Thursday, October 17, 2019

The Little Green Dress

When Sonzee was first diagnosed the immediate thing that occurred was exactly what her diagnosing physician warned us against; going onto the internet and googling C D K L 5.  Within 2 minutes our world around us crumbled and life as we knew it was never going to be the same.  A mere 5 character string that weighed more than our at the time maybe 9lb daughter.  A string of characters that we didn't quite understand more than it meant we had found our reason for her seizures.  It was the answer we had desperately sought but that we no longer wanted to have found. Yet through the darkness came a network, a secret club, really an immediate family we had no idea that existed up until then.

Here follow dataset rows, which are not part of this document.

PR #8240, opened 2026-08-03
Allowlist Shopify environment variables in analytics

isaacroldan:
## Why

`getShopifyEnvironmentVariables()` collected every `SHOPIFY_*` variable. This could send arbitrary credentials to Monorail and show them in verbose output.

The collector was originally added to track `shopify-function-test-helpers` through `SHOPIFY_INVOKED_BY`.

## What

- Collect `SHOPIFY_INVOKED_BY` and the five `SHOPIFY_CLI_AGENT*` telemetry variables.
- Exclude all other `SHOPIFY_*` variables.
- Keep the existing sensitive analytics payload in verbose output for debugging.

## Testing

- `pnpm vitest run packages/cli-kit/src/public/node/analytics.test.ts`
- `pnpm eslint packages/cli-kit/src/private/node/analytics.ts packages/cli-kit/src/public/node/analytics.test.ts`
- `pnpm nx bundle cli --skip-nx-cache`
- Verified that verbose output includes sensitive arguments, `SHOPIFY_INVOKED_BY`, and the allowlisted agent variable, but excludes `SHOPIFY_SOMETHING_KEY=123`.
- `git diff --check`

### DIFF
--- a/packages/cli-kit/src/private/node/analytics.ts
+++ b/packages/cli-kit/src/private/node/analytics.ts
@@ -72,6 +72,15 @@ interface EnvironmentData {
   env_auto_upgrade_enabled: boolean | null
 }
 
+const allowedShopifyEnvironmentVariableNames = new Set([
+  'SHOPIFY_INVOKED_BY',
+  'SHOPIFY_CLI_AGENT',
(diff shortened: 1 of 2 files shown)


dmerand (approved):
Code change LGTM!

PR #564, opened 2023-10-08
ares-test: add typecast to silence warning

bagder:
warning: comparison of integer expressions of different signedness

### DIFF
--- a/test/ares-test.cc
+++ b/test/ares-test.cc
@@ -384,7 +384,7 @@ void MockServer::ProcessFD(int fd) {
     /* TCP might aggregate the various requests into a single packet, so we
      * need to split */
     while (tcp_data_len_ > 2) {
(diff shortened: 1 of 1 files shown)


test/ares-test.cc
```diff
@@ -385,7 +385,7 @@ void MockServer::ProcessFD(int fd) {
      * need to split */
     while (tcp_data_len_ > 2) {
       int tcplen = (tcp_data_[0] << 8) + tcp_data_[1];
-      if (tcp_data_len_ - 2 < tcplen)
+      if (tcp_data_len_ - 2 < (size_t)tcplen)
         break;
```
bradh352, line 389: maybe we should make tcplen size_t in the first place on line up?

bagder: yes, that's indeed nicer

PR #565, opened 2023-10-09
docs: provide better man page references

bagder:
When referring to another c-ares function use \fI function(3) \fP to let the webpage rendering find and cross-link them appropriately.

SEE ALSO references should be ".BR name (3),", with a space before the open parenthesis. This helps the manpage to HTML renderer.

### DIFF
--- a/docs/ares_parse_txt_reply.3
+++ b/docs/ares_parse_txt_reply.3
@@ -29,10 +29,8 @@ int ares_parse_txt_reply_ext(const unsigned char* \fIabuf\fP, int \fIalen\fP,
                              struct ares_txt_ext **\fItxt_out\fP);
 .fi
 .SH DESCRIPTION
-The
-.BR "ares_parse_txt_reply" " (" "ares_parse_txt_reply_ext" ")"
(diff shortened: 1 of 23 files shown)


docs/ares_parse_txt_reply.3
```diff
@@ -29,10 +29,8 @@ int ares_parse_txt_reply_ext(const unsigned char* \fIabuf\fP, int \fIalen\fP,
                              struct ares_txt_ext **\fItxt_out\fP);
 .fi
 .SH DESCRIPTION
-The
-.BR "ares_parse_txt_reply" " (" "ares_parse_txt_reply_ext" ")"
-function parses the response to a query of type TXT into a
-linked list (one element per sub-string) of
+The \fIares_parse_txt_reply(3)\fP function parses the response to a query of
+type TXT into a linked list (one element per sub-string) of
```
bradh352, line 33: looks like you removed reference to ares_parse_txt_reply_ext

bagder: oops

PR #567, opened 2023-10-10
ares_status_t enum for status codes

bradh352:
The list of possible error codes in c-ares was a #define list.  This not only doesn't provide for any sort of type safety but it also lacks clarification on what a function may return or what it takes, as an `int` could be an ares status, a boolean, or possibly even a length in the current code.

We are not changing any public APIs as though the C standard states the underlying size and type of an enum is `int`, there are compiler attributes to override this as well as compiler flags like `-fshort-enums`.  GCC in particular is known to expand an enum's width based on the data values (e.g., it can emit a 64bit integer enum).

All internal usages should be changed by this PR, but of course, there may be some I missed.

### DIFF
--- a/src/lib/ares__addrinfo_localhost.c
+++ b/src/lib/ares__addrinfo_localhost.c
@@ -215,7 +215,7 @@ ares_status_t ares__addrinfo_localhost(const char *name,
                                        struct ares_addrinfo *ai)
 {
   struct ares_addrinfo_node *nodes = NULL;
-  ares_status_t result;
+  ares_status_t status;
 
   /* Validate family */
   switch (hints->ai_family) {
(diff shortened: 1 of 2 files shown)


src/lib/ares__addrinfo_localhost.c
```diff
@@ -209,13 +209,13 @@ static int ares__system_loopback_addrs(int aftype,
...
-                             const struct ares_addrinfo_hints *hints,
-                             struct ares_addrinfo *ai)
+ares_status_t ares__addrinfo_localhost(const char *name,
+                                       unsigned short port,
+                                       const struct ares_addrinfo_hints *hints,
+                                       struct ares_addrinfo *ai)
 {
   struct ares_addrinfo_node *nodes = NULL;
-  int result;
+  ares_status_t result;
```
bagder, line 218: I think it would increase readability if we stick to the same name for the general `ares_status_t` return code variable and we use `status` already in most places. So maybe rename here?

src/lib/ares_process.c
```diff
@@ -783,7 +783,7 @@ int ares__send_query(ares_channel channel, struct query *query,
      * a send request.
      */
     if (server->tcp_conn == NULL) {
-      int err = open_socket(channel, server, 1);
+      ares_status_t err = open_socket(channel, server, 1);
       switch (err) {
```
bagder, line 787:
```suggestion
      status = open_socket(channel, server, 1);
      switch (status) {
```

src/lib/ares_process.c
```diff
@@ -836,7 +836,7 @@ int ares__send_query(ares_channel channel, struct query *query,
     }
 
     if (node == NULL) {
-      int err = open_socket(channel, server, 0);
+      ares_status_t err = open_socket(channel, server, 0);
       switch (err) {
```
bagder, line 840:
```suggestion
      status = open_socket(channel, server, 0);
      switch (status) {
```

bagder (approved):

gvanem:
What about `ares_set_sortlist()`? It still returns an `int`.

bradh352:
> What about `ares_set_sortlist()`etc.? Still many hits for `int ares_`.

I have intentionally not changed any public API interfaces as it could break ABI compatibility.  Compilers aren't guaranteed to internally use `int` for an `enum`, especially if someone is compiling their code using GCC and are specifying `-fshort-enums`.

PR #574, opened 2023-10-13
feat: use CMake to control symbol visibility (w/o extra header)

gjasny:
In contrast to #572 this solution does not need any extra headers. But it is also limited to GCC-like compilers.


bradh352:
Lets go this direction I think.  Should work on at least GCC and Clang. Afaik, Windows symbols are already hidden unless explicitly exported with MSVC.  There's just not *that* many other compiler solutions these days.

PR #578, opened 2023-10-15
clang-format

bradh352:
Create a clang-format style and run it through all code.


src/lib/ares_cancel.c
```diff
@@ -37,17 +37,16 @@
...
     ares__llist_node_t *next = NULL;
 
     /* Swap list heads, so that only those queries which were present on entry
      * into this function are cancelled. New queries added by callbacks of
      * queries being cancelled will not be cancelled themselves.
      */
-    ares__llist_t *list_copy = channel->all_queries;
-    channel->all_queries = ares__llist_create(NULL);
+    ares__llist_t      *list_copy = channel->all_queries;
+    channel->all_queries          = ares__llist_create(NULL);
```
bagder, line 49: Wait, why is this padding the code with spaces here? Is this just because it makes an assign below the variable declaration with an assign?

src/lib/ares_cancel.c
```diff
@@ -64,20 +63,22 @@ void ares_cancel(ares_channel channel)
       /* Cache next since this node is being deleted */
       next = ares__llist_node_next(node);
 
-      query = ares__llist_node_claim(node);
+      query                   = ares__llist_node_claim(node);
```
bagder, line 66: and here, I suppose it wants to ... maintain the alignment from above? I find it a peculiar way to format code.

src/lib/ares_expand_name.c
```diff
@@ -325,12 +321,13 @@ static ares_ssize_t name_length(const unsigned char *encoded,
...
                                              size_t alen, char **s,
-                                             size_t *enclen,
+                                             size_t     *enclen,
                                              ares_bool_t is_hostname)
 {
-  ares_status_t status = ares__expand_name_validated(encoded, abuf, alen, s,
-                                                     enclen, is_hostname);
-  if (status == ARES_EBADNAME)
+  ares_status_t status =
+      ares__expand_name_validated(encoded, abuf, alen, s, enclen, is_hostname);
```
bagder, line 328: This indents *four* spaces all of a sudden. Shouldn't this be indented by two spaces?

src/lib/ares_init.c
```diff
@@ -193,66 +195,76 @@ int ares_init_options(ares_channel *channelptr, struct ares_options *options,
...
+    }
+    if (channel->lookups) {
+      ares_free(channel->lookups);
+    }
+    if (channel->resolvconf_path) {
+      ares_free(channel->resolvconf_path);
+    }
+    if (channel->hosts_path) {
+      ares_free(channel->hosts_path);
+    }
```
bagder, line 255: ares_free() handles NULL by itself, maybe it is time to stop doing the superfluous NULL checks?

src/lib/ares_init.c
```diff
@@ -1659,32 +1706,31 @@ static ares_status_t init_by_defaults(ares_channel channel)
...
     }
 
     do {
       res = gethostname(hostname, lenv);
 
-      if(toolong(res)) {
+      if (toolong(res)) {
         char *p;
-        len *= 2;
+        len  *= 2;
```
bagder, line 1724: really?

bagder (commented):
I can live with the format choices even if I don't love it all. But unless there are also tools added to enforce the style, it seems hard to maintain. Especially the tricky alignments.

src/lib/ares_cancel.c
bradh352: yeah, looks like it. I think this is because there isn't a newline between the variable declaration and the assignment on the next line, as it won't do that across newlines.  

There are definitely some areas where its not flexible enough.

src/lib/ares_cancel.c
bradh352: actually, its aligning with the line below it.  But not with the line above it because I have it set not to span across lines.

src/lib/ares_init.c
bradh352: yep, aligning with the line below.

PR #590, opened 2023-10-27
ares_getnameinfo: Add missing netioapi.h include

jonaski:
Fixes mingw-w64 build error

ares_getnameinfo.c:357:9: error: implicit declaration of function 'if_indextoname' [-Werror=implicit-function-declaration]


bradh352:
interesting, docs says to include `Iphlpapi.h`:
https://learn.microsoft.com/en-us/windows/win32/api/netioapi/nf-netioapi-if_indextoname

Interesting that our CI/CD system didn't catch this though, doesn't seem to be a regression, so I'm assuming this is something about a newer MinGW ... we probably need to update our CI/CD to include a new one I'm guessing.

jonaski:
I'm using mingw-w64 11.0.1

jonaski:
[cares_x86_64-w64-mingw32.shared.txt](https://github.com/c-ares/c-ares/files/13194020/cares_x86_64-w64-mingw32.shared.txt)

gvanem:
MSDN also says: *The Ntddndis.h, Ifdef.h, and Netioapi.h header files should never be used directly.*

Wouldn't it be better to define `_WIN32_WINNT >= 0x0602` since `iphlpapi.h` has:
```c
#if (NTDDI_VERSION >= NTDDI_VISTA)

#include <netioapi.h>

#endif // (NTDDI_VERSION >= NTDDI_VISTA)
```

@jonaski I fail to see from your build-log what value (if any) `_WIN32_WINNT` has.

bradh352:
Just change the include to `Iphlpapi.h` since that's what the docs say and I'll merge it.

I'll also need to update our CI/CD system to use a newer mingw version so I can tackle some of those warnings.

jonaski:
The include needs to be lowercase to allow cross-compilation on Linux as the header provided by mingw-w64 is.
As for _WIN32_WINNT, I was using the default in mingw-w64 (0x0600), I bumped to 0x0A00, but got the same error.

bradh352:
Looks like there's a reason we're not seeing it elsewhere, the CMAKE build system wasn't properly detecting if_indextoname().  Look at PR #593 where I'm redoing the CI/CD system with appveyor to update the compilers, it incorporates your fix and fixes the Cmake build system.

Issue #550, opened 2023-09-25
Bad servers should be de-prioritized


bradh352:
Right now, if one query hits a bad server (such as one that times out), each future query will also hit that same bad server and have to decide to skip it too which will cause really bad system performance.  We should track consecutive failures on a server and sort the server list by this metric.  Its possible we may need to also timeout such a state as a sysadmin might configure servers further away (and thus have higher latency) later in the list so every once in a while assuming the server is still down, a query or two might re-hit that bad server even if there's a known good server, just to check the state, but its not clear what time window might make the most sense for that (5mins?  1hr?).

To implement this, the server list would need to be implemented using an `ares__slist_t`, and any tracking based on server indexes would need to be nixed.  However doing that would make it possible to implement #301 which is otherwise not possible right now due to the way servers are tracked.

bradh352:
Fixed in PR#594

Issue #440, opened 2021-11-10
Are open DNS queries still valid after changing the DNS servers?


ChristianAmmer-zz:
Assume that a communication channel for name service lookups was initialized with `ares_init` and name lookups were performed by `ares_getaddrinfo` or `ares_gethostbyname`, but these lookups are still open (were not answered or timed out).

Is it then possible to change the name servers for the same communication channel (using `ares_set_servers`) and still get a successful name lookup for the open queries? Or will the name lookups with the previous name servers be canceled?

bradh352:
I'm pretty sure that would be undefined behavior.  c-ares doesn't have any way to update the configuration at this time.  I know in my own private use of c-ares I keep a list of ares_channel pointers along with an active query count per pointer.  All new queries go to the most recent ares_channel in the list, and when the query count hits zero on any pointer that isn't the most recent, I destroy the channel.  So when I need to rescan for a config changes, I just create a new channel and make it the most recent in the list.

ChristianAmmer:
Thank you for the description of how to achieve this goal.
Should the effects (when calling `ares_set_servers`) on the open name lookups be documented?

bradh352:
Probably.  I'm not very much in love with the c-ares API in general.  Too many public structs, no way to cancel a single query, no way to reload system config on network changes...  I'm half-way tempted to create a whole new API and make the old API wrappers around the new.

MyLibh:
> no way to reload system config on network changes.

Does this problem still exist? If the list of DNS servers changes, you need to re-create the channel?

bradh352:
it does still exist, but this might be resolved in the next release as it is on my project list.  A lot of the framework to facilitate this was added in the last release.

MyLibh:
> it does still exist, but this might be resolved in the next release as it is on my project list. A lot of the framework to facilitate this was added in the last release.

So, speaking about older versions, when changing the NS list or network type, the channel should be recreated?

bradh352:
correct

dimbleby:
#191 disallowed this some time ago

bradh352:
The docs did previously mention it would return ARES_ENOTIMP in such a case.  But as of PR #594, this is fully supported.

PR #594, opened 2023-11-02
Dynamic Server List

bradh352:
This PR makes the server list a dynamic sorted list of servers.  The sort order is [ consecutive failures, system config index ].  The server list can be updated via `ares_set_servers_*()`.  Any queries currently directed to servers that are no longer in the list will be automatically re-queued to a different server.

Also, any time a failure occurs on the server, the sort order of the servers will be updated so that the one with the fewest consecutive failures is chosen for the next query that goes on the wire, this way bad or non-responsive servers are automatically isolated. 

Since the server list is now dynamic, the tracking of query failures per server has been removed and instead is relying on the server sort order as previously described.  This simplifies the logic while also reducing the amount of memory required per query.  However, because of this dynamic nature, it may not be easy to determine the server attempt order for enqueued queries if there have been any failures.

If using the `ARES_OPT_ROTATE`, this is now implemented to be a random selection of the configured servers.  Since the server list is dynamic, its not possible to go to the next server as configuration could have changed between queries or attempts for the same query.

Finally, this PR moved some existing functions into new files to logically separate them.

This should address issues #550 and #440, while also setting the framework to implement #301.  #301 needs a little more effort since it configures things other than the servers themselves (domains, search, sortlist, lookups), which need to make sure they can be safely updated.


bradh352:
alright, after that last commit, think things should build fully

PR #877, opened 2024-09-08
Probe for failed servers instead of redirecting query

bradh352:
The previous implementation would redirect a query to a failed server based on a timeout and random chance per query.  This could lead to issues of having to deal with server timeout scenarios when the server isn't back online yet causing latency issues.  Instead, we should continue to use the known good servers for the query itself, but spawn a second query with the same question to a different downed server.  That query will be able to be processed in the background and potentially bring the server back online.

Also, when using the `rotate` option, servers were previously chosen at random from the complete list.  This PR changes that to choose only from the servers that share the same highest priority.

### DIFF
--- a/FEATURES.md
+++ b/FEATURES.md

I cannot exactly remember the first time I learned of the CDKL5 little green dress, but it has been close to Sonzee's entire life since she was diagnosed so early on.  The dress began its travels in the UK and has traveled around the world since it began its journey years ago.  Facebook has really helped give it a sort of fame if you will, as it was the pictures previous recipients (members of our CDKL5 family) postings that originally caught my eye.  Over the course of its travels, I watched as parents dressed up their little girls in a green fairy dress, thinking how sweet the girls looked in the dress, but not thinking too much more about the bigger picture.   That was until last week when the box found its way into our house.

I waited a day to open the box because it was delivered right before Yom Kippur.  I knew no picture would be taking place on Wednesday, so I didn't feel the need to see the entire box's contents.  Immediately after the holiday ended I opened the box.  I saw a smaller box inside and I knew once I peaked inside that I was going to need some moments with that box.  This dress to me is more than a dress with fairy wings and some lime green accessories.  There are children who have worn this dress who are no longer with us, there are children who will wear the dress in years to come who have not even been diagnosed yet, maybe who have not even been born yet.  There is a world that is represented in this dress that is indescribable. 

After I took Sonzee's picture I posted this on her facebook page.  I won't ever know why our family was chosen to live among this community of rare.  I won't ever understand why my daughter has to struggle to live each day and why she has to have seizures all the time.  I won't ever be privy to the details of the greater plan, and truthfully, I am not even sure I would want to even entertain what I would be told because I would probably still be annoyed, upset, disappointed, and downright irate over the reason.  Yet, one thing I do know, one thing I won't ever take for granted, and one thing this dress symbolizes is that we are never alone on this journey.  There are families who have lived this journey before us, there are families living this journey alongside us, and there will be families living this journey after us...and that is something that is unique, powerful, and ironically beautiful about this whole entire world of CDKL5.